For her part, Hathaway ably jousts with the script. She’s given a lot of exposition to spout, and has to sell the idea of love as the most powerful connection in the universe; her Amelia is a tough lady. Bentley and Gyasi are given less to do – though the latter, with his strange flat way of speaking, makes an impression as a lonely scientist. And Irwin, as the voice of TARS, a combination R2D2/C3PO, creates a memorable sidekick. The big name Hollywood star who shows up (don’t IMDB it!) adds a texture to the film – in familiar and new ways – allowing Nolan a chance to show off his skill for spectacle. It goes without saying that these characters are put in positions of peril, that they must overcome seemingly insurmountable odds on the surfaces of unknown worlds and amongst a strange solar system. As Nolan’s career reflects, the journey from here to there, through time and space, is not easy.
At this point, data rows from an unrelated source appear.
PR #3321, opened 2025-01-14
[docs] Index page for the Guides section.

ryzhyk:
Added a top-level page for the Guides section, so we can reference it, e.g., from README.

### DIFF
--- a/docs/sidebars.js
+++ b/docs/sidebars.js
@@ -66,6 +66,10 @@ const sidebars = {
         {
             type: 'category',
             label: 'Guides',
+            link: {
+                type: 'doc',
+                id: 'tutorials/index',
+            },
             items: [
                 {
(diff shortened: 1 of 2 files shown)


docs/sidebars.js
```diff
@@ -66,6 +66,10 @@ const sidebars = {
         {
             type: 'category',
             label: 'Guides',
+            link: {
```
mihaibudiu, line 69: the sidebar is growing very large.

mihaibudiu (approved):

docs/sidebars.js
ryzhyk: This doesn't make it bigger, just makes one of the sections clickable

lalithsuresh (approved):

Issue #2541, opened 2024-09-20
A long running ad hoc query can make a pipeline unresponsive


ryzhyk:
This program generates 10K records with 10K events inside each record. When I run `select * from input;` in CLI, the query takes a long time, and a few seconds later the pipeline manager reports the pipeline as failed, although it's not, most likely because it stops responding to the `/stats` endpoint.

My first guess is that the ad hoc engine hogs all actix threads, but I only see one busy core when the query is running.

I've run slow adhoc queries before and this didn't happen, so there might be something special about this example.

```sql
CREATE TYPE transaction_struct AS (
  customer_id BIGINT NOT NULL,
  amt DOUBLE,
  state VARCHAR,
  ts TIMESTAMP
);

CREATE TABLE input (
  customer_id BIGINT NOT NULL,
  name VARCHAR,
  state VARCHAR,
  ts TIMESTAMP LATENESS INTERVAL 7 days,
  transactions transaction_struct ARRAY
) WITH (
    'materialized' = 'true',
    'connectors' = '[{
      "transport": {
        "name": "datagen",
        "config": {
          "plan": [{
            "limit": 10000,
            "rate": 100,
            "fields": {
              "customer_id": { "range": [ 1, 10000 ] },
              "name": { "strategy": "name" },
              "state": {"strategy": "state_abbr"},
              "ts": { "range": ["2023-01-01T00:00:00Z", "2030-08-18T00:00:00Z"], "scale": 1000000 },
              "transactions": { "range": [10000, 10001], "fields": {
                "customer_id": { "range": [ 1, 10000 ] },
                "amt": { "strategy": "zipf", "range": [ 1, 10000 ] },
                "state": {"strategy": "state_abbr"},
                "ts": { "range": ["2023-01-01T00:00:00Z", "2030-12-31T00:00:00Z"], "scale": 100 }
              }}
            }
          }]
        }
      }
    }]'
);
```

gz:
I just tried this, it no longer crashes the pipeline due to this PR most likely https://github.com/feldera/feldera/pull/2963

One annoying thing is that when requesting the query result of select * from input in the `text` format is that it takes forever.. even with `limit 5` it takes a looong time (20secs+)... with format set to `json` it returns something immediately.. the problem is likely due to something expensive happening in the formatting code

gz:
[...]

PR #3324, opened 2025-01-15
Fix issues with `text` format ad-hoc queries and huge records

gz:
This fixes some problems from #2541.

Turns out that the issue (making pipeline unresponsive) was already fixed but the ad-hoc queries were still very slow if individual records have a lot of data in them.

### DIFF
--- a/crates/adapters/src/adhoc/format.rs
+++ b/crates/adapters/src/adhoc/format.rs
@@ -1,0 +1,45 @@
+use arrow::array::RecordBatch;
+use arrow::error::ArrowError;
+use arrow::util::display::{ArrayFormatter, FormatOptions};
+use comfy_table::{Cell, Table};
+pub(crate) fn create_table(results: &[RecordBatch]) -> Result<Table, ArrowError> {
+    let options = FormatOptions::default().with_display_error(true);
+    let mut table = Table::new();
+    table.load_preset("||--+-++|    ++++++");
+
+    if results.is_empty() {
+        return Ok(table);
+    }
+
+    let schema = results[0].schema();
+
+    let mut header = Vec::new();
+    for field in schema.fields() {
+        header.push(Cell::new(field.name()));
+    }
+    table.set_header(header);
+
+    for batch in results {
+        let formatters = batch
+            .columns()
+            .iter()
+            .map(|c| ArrayFormatter::try_new(c.as_ref(), &options))
+            .collect::<Result<Vec<_>, ArrowError>>()?;
+
+        for row in 0..batch.num_rows() {
+            let mut cells = Vec::new();
+            for formatter in &formatters {
+                const CELL_MAX_LENGTH: usize = 64;
+                let mut content = formatter.value(row).to_string();
+                if content.len() > CELL_MAX_LENGTH {
+                    content.truncate(CELL_MAX_LENGTH);
+                    content.push_str("...");
+                }
+                cells.push(Cell::new(content));
+            }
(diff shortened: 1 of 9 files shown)


crates/fda/Cargo.toml
```diff
@@ -11,25 +11,26 @@ include = ["openapi.json", "/src", "build.rs", "COPYRIGHT", "README.md"]
 
 [dependencies]
 log = "0.4"
-clap = { version = "4.5.17", features = ["derive", "env", "color"] }
-clap_complete = { version = "4.5.26", features = ["unstable-dynamic"] }
-progenitor-client = { version = "0.7.0" }
-reqwest = { version = "0.11", features = ["json", "stream"] }
+clap = { version = "4.5", features = ["derive", "env", "color"] }
```
mihaibudiu, line 14: isn't it a better approach to specify the version?

crates/fda/src/cli.rs
```diff
@@ -43,7 +43,10 @@ fn pipeline_names(current: &std::ffi::OsStr) -> Vec<CompletionCandidate> {
 pub struct Cli {
     #[command(subcommand)]
     pub command: Commands,
-    /// The format in which the output should be displayed.
+    /// The format in which the outputs from feldera should be displayed.
+    ///
+    /// Note that this flag may have no effect on some commands in case
+    /// the requested output format is not supported for it.
```
mihaibudiu, line 49: you can delete "for it".

crates/adapters/src/adhoc/format.rs
```diff
@@ -0,0 +1,45 @@
...
+    let schema = results[0].schema();
+
+    let mut header = Vec::new();
+    for field in schema.fields() {
+        header.push(Cell::new(field.name()));
+    }
+    table.set_header(header);
+
+    for batch in results {
+        let formatters = batch
```
mihaibudiu, line 23: is this needed for each batch or can it be done just once?

crates/adapters/src/adhoc/format.rs
```diff
@@ -0,0 +1,45 @@
...
+            .columns()
+            .iter()
+            .map(|c| ArrayFormatter::try_new(c.as_ref(), &options))
+            .collect::<Result<Vec<_>, ArrowError>>()?;
+
+        for row in 0..batch.num_rows() {
+            let mut cells = Vec::new();
+            for formatter in &formatters {
+                const CELL_MAX_LENGTH: usize = 64;
+                let mut content = formatter.value(row).to_string();
```
mihaibudiu, line 33: doesn't comfy table have an option to do this?

mihaibudiu (approved):
which is the bit which saves time?
I expected some form of pagination to really save time

crates/adapters/src/adhoc/format.rs
gz: no

crates/adapters/src/adhoc/format.rs
gz: all our batches are the same so could be done once but this is also what the orignal code did in the arrow library where I took this function from

crates/fda/Cargo.toml
gz: I think we have it in cargo.lock

crates/fda/src/cli.rs
gz: true but don't want to go through CI again just for deleting two words

PR #3329, opened 2025-01-16
[py] support for UUID type

abhizer:


ryzhyk:
will merge this as is an fix any issues in the main PR.

PR #3330, opened 2025-01-16
py: REAL type tests for ARG_MAX and ARG_MIN aggregates

rivudhk:


python/tests/aggregate_tests/test_float_arg_max.py
```diff
@@ -0,0 +1,78 @@
...
+from decimal import Decimal
+
+
+# REAL tests (considering precision of 7 digits)
+class aggtst_real_arg_max_value(TstView):
+    def __init__(self):
+        # checked manually
+        self.data = [{"c1": Decimal("57681.18"), "c2": Decimal("873315.8")}]
+        self.sql = """CREATE MATERIALIZED VIEW real_arg_max AS SELECT
+                      RF(ARG_MAX(c1, c2)) AS c1,
```
mihaibudiu, line 11: No need to use RF for DECIMAL, only for REAL tests.
In fact, something is fishy here, since the result is a DECIMAL, and it should be a REAL if you call RF.

mihaibudiu:
what is the status of this PR?

python/tests/aggregate_tests/test_float_arg_max.py
rivudhk: > In fact, something is fishy here, since the result is a DECIMAL, and it should be a REAL if you call RF.

@mihaibudiu since https://github.com/feldera/feldera/pull/3241 documents this edge case, we should be able to move forward with this PR.

mihaibudiu: this is wrong, I will file an issue.

rivudhk:
The bug specified here is tracked by issue: #3396

PR #3334, opened 2025-01-16
pipeline-manager: reserialize `runtime_config` and `program_config`

snkas:
Currently, the `runtime_config` and `program_config` fields are stored as the direct JSON that was supplied for them. As a consequence, they do not have any defaults set when supplied during POST, PUT or PATCH. As such, currently it is needed to look at the OpenAPI specification or the documentation generated from it to discover which parameters can be set and what their default values are. This is too inconvenient for the user at this moment, especially in the Web Console. In the future this might be sufficiently mitigated by linking to documentation and providing autocomplete.

This commit adds back the reserialization of `runtime_config` and `program_config`.

To illustrate, when a user supplies the following JSON for the `program_config`:
```
{
  "profile": "unoptimized"
}
```

The back-end will receive the JSON, deserialize it as `ProgramConfig` and then serialize that as JSON again, ending up with the following stored in the database:
```
{
  "profile": "unoptimized",
  "cache": true
}
```

Note that what is additionally stored in the database will only include the defaults of the fields that exist at that moment. Suppose in the future another field called `example` is added with default value 123, it will not be present in the program configuration JSON stored in the database by prior versions of the platform. It will also not be in the JSON of `program_config` when it is returned, because during GET the direct JSON value stored in the database is returned (there is no reserialization).

If a backward incompatible change has occurred for any of the struct fields and the pipeline is retrieved, an error will now be printed in the log.

### DIFF
--- a/crates/fda/src/cli.rs
+++ b/crates/fda/src/cli.rs
@@ -202,7 +202,7 @@ impl Into<ProgramConfig> for Profile {
     fn into(self) -> ProgramConfig {
         ProgramConfig {
             profile: Some(self.into()),
-            cache: None,
+            cache: true,
         }
     }
 }
--- a/crates/fda/src/main.rs
+++ b/crates/fda/src/main.rs
@@ -105,7 +105,7 @@ impl TemporaryCacheDisable {
     ) {
         let pc = if disable {
             let mut disabled_cache_pc = original_pc.clone();
-            disabled_cache_pc.cache = Some(false);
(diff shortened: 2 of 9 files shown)


gz (approved):

ryzhyk (approved):
It works for me, thanks for the quick fix. I think we can merge, but it would be nice to fix things up so that the two important options: storage and workers appear at the top as they used to.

And then it goes waaaay out.

And then it goes waaaay out.

This is where Interstellar does something extraordinary with all of its gravity, and where Nolan breaks ground on something new. As the budgets of Nolan’s films have grown, so to has his freedom to explore these expansive interior (as in Inception) or exterior spaces (as seen here). Very few directors are even allowed to reach for this scope of film making, let alone attempt it. Interstellar is overwrought, but as it builds to its multi-layered climax, we are presented with everything all at once in a completely singular way. It’s the bold combination of elements: the simple father-daughter bonding, the intergalatic exploration, the world saving stakes, the time-bending contemplations – all of which slingshot the film back through our inborn cynicism with the force of a supernova. There is clear-eyed heroism here and a distinct desire to believe in humanity’s ability to achieve. Nolan has four children of his own and in many ways this film feels like the most personal of his “personal” films. To enjoy it becomes a choice that is not really a choice.